Collected data
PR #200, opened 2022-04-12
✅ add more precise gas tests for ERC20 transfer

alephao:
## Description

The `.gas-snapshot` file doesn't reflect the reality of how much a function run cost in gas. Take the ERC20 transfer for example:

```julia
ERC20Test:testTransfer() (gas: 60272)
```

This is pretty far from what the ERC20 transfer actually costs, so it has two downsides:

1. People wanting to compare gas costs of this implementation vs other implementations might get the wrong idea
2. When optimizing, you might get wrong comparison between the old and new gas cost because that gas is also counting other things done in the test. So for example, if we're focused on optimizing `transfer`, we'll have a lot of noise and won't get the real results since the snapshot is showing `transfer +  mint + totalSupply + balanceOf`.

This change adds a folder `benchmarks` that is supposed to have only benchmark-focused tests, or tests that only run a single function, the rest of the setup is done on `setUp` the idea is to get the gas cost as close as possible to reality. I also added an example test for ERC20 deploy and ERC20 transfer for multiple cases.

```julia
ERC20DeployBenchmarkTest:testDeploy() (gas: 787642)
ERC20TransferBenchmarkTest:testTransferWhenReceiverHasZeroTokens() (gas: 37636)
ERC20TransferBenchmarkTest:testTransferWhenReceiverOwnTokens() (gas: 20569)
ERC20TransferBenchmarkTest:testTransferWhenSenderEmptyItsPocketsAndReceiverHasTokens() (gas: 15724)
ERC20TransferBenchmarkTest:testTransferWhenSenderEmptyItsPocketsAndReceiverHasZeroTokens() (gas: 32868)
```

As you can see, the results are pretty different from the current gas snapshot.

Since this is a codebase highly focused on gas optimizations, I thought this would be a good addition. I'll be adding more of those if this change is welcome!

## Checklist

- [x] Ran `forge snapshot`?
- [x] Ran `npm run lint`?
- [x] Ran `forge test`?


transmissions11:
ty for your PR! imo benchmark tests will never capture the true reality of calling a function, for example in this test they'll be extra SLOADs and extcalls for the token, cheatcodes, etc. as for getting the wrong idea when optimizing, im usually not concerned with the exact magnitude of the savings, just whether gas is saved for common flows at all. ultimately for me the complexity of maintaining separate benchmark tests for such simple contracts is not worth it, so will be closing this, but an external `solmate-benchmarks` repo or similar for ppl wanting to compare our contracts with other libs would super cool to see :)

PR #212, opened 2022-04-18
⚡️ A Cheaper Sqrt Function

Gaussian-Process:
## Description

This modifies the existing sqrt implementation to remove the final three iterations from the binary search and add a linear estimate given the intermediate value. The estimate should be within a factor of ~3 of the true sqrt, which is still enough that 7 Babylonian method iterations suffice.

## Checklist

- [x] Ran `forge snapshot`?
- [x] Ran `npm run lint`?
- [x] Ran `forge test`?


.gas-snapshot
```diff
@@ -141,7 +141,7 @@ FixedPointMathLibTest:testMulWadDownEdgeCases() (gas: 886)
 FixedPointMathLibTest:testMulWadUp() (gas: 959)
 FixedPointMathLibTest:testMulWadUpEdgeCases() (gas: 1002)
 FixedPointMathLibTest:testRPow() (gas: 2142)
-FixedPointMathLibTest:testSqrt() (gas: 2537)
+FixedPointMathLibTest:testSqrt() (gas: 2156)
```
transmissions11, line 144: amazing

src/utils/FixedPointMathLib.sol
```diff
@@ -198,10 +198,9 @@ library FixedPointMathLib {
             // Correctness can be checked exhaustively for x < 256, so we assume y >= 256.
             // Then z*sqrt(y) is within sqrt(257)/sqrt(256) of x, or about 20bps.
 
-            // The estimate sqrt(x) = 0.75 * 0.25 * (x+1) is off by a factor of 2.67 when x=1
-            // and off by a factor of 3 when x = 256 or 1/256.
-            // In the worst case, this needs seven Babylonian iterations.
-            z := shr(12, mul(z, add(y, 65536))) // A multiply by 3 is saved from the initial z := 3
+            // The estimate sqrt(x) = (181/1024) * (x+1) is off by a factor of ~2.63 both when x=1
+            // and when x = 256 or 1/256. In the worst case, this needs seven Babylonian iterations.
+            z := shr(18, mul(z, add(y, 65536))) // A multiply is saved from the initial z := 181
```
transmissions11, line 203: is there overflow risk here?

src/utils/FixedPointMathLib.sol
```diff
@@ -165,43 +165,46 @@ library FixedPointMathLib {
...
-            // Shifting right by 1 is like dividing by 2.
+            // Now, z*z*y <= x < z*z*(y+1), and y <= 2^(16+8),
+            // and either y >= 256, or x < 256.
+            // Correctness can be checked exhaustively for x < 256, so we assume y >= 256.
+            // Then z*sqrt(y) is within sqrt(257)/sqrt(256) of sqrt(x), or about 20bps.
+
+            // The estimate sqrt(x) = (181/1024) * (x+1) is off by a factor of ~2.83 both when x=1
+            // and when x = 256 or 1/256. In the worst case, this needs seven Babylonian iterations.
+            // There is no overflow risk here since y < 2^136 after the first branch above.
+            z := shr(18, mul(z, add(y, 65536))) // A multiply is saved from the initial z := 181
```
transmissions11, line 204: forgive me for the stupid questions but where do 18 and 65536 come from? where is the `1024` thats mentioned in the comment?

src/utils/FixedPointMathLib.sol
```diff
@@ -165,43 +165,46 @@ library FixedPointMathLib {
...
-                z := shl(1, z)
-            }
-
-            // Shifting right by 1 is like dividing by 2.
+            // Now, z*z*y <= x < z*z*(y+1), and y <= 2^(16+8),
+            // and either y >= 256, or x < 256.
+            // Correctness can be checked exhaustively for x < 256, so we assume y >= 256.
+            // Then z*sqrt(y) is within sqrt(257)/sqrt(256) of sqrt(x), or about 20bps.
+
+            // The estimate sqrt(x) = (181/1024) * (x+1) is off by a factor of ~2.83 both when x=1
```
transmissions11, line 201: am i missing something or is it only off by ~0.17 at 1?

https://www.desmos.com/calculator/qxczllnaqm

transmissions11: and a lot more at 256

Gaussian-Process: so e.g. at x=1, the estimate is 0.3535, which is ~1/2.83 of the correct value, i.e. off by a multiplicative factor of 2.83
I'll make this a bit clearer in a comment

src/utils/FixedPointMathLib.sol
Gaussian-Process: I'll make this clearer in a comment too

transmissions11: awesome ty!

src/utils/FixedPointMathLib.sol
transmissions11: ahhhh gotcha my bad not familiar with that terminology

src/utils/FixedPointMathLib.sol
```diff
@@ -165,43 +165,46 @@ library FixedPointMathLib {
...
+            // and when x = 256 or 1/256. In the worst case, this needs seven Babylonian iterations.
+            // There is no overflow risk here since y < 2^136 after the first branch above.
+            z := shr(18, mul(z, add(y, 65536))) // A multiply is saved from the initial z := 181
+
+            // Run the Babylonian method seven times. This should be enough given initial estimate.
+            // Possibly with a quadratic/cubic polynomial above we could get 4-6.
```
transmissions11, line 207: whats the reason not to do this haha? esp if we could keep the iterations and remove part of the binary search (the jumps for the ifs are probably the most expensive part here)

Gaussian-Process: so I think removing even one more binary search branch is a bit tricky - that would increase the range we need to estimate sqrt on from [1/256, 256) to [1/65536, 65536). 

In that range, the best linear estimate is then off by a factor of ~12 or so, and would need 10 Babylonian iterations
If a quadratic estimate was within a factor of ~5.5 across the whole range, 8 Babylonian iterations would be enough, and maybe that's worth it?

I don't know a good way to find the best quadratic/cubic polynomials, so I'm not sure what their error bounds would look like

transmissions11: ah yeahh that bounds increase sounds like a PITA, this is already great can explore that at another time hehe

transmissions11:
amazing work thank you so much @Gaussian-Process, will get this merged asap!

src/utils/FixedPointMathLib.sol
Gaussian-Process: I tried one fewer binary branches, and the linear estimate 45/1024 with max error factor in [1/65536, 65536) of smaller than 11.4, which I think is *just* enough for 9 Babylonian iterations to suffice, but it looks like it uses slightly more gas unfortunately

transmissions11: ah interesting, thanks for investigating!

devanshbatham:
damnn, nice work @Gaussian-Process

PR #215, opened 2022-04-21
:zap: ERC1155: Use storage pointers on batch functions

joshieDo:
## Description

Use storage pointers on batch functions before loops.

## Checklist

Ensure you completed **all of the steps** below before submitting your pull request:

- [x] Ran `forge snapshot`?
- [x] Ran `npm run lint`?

Task details:
The required answer is a single number: the count of lines in the entries that hold the string "think".

Solution below:
2